■ About this task:
When you copy the entries, keep every word exactly as it stands.

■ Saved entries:
* * * * *

PR #1710, opened 2026-04-24
STCOR-1048 correctly handle unreliable AT metadata during RTR

zburke:
## Summary 

If the AT cookie and its corresponding expiration data in the session object in local storage get out of sync (e.g. somebody deletes cookies), Stripes will be in an inconsistent state: its AT is missing, but its session data indicates that a valid AT is present. This PR addresses that inconsistency, allowing RTR to recover and proceed with rotation.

* * * * *

■ Solution:
PR #1710, opened 2026-04-24
STCOR-1048 correctly handle unreliable AT metadata during RTR

zburke:
## Summary 

If the AT cookie and its corresponding expiration data in the session object in local storage get out of sync (e.g. somebody deletes cookies), Stripes will be in an inconsistent state: its AT is missing, but its session data indicates that a valid AT is present. This PR addresses that inconsistency, allowing RTR to recover and proceed with rotation.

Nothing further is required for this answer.